Working data Start Marker

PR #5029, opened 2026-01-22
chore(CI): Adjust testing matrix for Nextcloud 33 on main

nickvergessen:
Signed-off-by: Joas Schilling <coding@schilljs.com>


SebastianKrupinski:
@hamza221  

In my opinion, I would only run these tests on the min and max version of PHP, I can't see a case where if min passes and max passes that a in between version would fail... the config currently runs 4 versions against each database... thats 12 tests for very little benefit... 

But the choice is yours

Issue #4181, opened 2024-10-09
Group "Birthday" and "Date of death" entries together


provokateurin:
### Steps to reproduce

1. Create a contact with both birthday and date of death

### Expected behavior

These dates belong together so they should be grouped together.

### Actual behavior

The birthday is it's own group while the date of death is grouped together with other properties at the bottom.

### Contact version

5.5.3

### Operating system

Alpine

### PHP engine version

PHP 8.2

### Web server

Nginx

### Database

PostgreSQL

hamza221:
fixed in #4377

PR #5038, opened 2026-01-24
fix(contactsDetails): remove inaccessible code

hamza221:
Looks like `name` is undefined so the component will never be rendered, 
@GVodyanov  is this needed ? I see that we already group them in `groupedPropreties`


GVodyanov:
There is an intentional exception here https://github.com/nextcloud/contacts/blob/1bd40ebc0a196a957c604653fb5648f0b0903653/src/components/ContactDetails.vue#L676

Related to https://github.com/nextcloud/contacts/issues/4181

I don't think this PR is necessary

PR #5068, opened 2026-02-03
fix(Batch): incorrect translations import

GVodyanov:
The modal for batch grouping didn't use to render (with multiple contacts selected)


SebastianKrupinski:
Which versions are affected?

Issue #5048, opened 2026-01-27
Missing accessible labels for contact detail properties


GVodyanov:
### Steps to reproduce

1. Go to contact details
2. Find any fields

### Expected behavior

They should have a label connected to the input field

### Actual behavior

Working data End Marker
Working data Start Marker

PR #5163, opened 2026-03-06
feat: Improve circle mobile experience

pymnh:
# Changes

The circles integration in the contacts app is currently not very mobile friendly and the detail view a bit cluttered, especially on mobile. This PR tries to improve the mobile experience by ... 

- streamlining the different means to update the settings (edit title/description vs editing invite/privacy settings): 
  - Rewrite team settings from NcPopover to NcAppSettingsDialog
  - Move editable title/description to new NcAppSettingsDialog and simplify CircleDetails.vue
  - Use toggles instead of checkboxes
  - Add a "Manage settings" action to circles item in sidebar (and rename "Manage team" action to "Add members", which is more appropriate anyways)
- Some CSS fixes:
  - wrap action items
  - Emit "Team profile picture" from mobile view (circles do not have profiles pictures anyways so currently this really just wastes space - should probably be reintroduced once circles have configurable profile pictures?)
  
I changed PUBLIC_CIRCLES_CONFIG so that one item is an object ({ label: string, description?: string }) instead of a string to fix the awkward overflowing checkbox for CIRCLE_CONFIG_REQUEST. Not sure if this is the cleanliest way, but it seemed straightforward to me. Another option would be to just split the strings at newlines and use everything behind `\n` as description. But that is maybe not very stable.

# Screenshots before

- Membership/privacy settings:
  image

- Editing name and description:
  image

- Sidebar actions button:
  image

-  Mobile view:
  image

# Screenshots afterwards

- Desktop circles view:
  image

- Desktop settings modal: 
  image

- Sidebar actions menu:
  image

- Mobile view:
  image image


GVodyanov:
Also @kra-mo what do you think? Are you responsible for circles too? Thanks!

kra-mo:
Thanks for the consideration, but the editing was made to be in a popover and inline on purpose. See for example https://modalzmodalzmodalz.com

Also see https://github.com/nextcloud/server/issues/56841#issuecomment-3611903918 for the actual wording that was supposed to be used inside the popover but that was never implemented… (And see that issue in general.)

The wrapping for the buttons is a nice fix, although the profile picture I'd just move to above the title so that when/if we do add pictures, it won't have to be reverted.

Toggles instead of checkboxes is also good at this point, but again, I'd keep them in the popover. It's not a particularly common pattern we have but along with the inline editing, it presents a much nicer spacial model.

Working data End Marker

Goal of the exercise: Look through the entries above, and wherever a line holds the string "properties", copy it.

Answer to this task:
The birthday is it's own group while the date of death is grouped together with other properties at the bottom.
Missing accessible labels for contact detail properties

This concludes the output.